Content starts

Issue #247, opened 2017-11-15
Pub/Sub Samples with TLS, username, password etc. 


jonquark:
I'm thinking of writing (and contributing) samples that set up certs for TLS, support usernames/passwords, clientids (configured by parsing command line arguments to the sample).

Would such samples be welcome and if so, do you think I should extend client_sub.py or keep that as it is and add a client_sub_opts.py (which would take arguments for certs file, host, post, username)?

Content ends
Content starts

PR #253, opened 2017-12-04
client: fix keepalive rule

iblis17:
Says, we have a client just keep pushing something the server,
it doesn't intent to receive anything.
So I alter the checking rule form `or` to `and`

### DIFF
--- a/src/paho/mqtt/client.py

Content ends

Exercise directions —
Within the data above, determine the number of lines that contain the word "rule"; write only that number.

Reply to the task —
2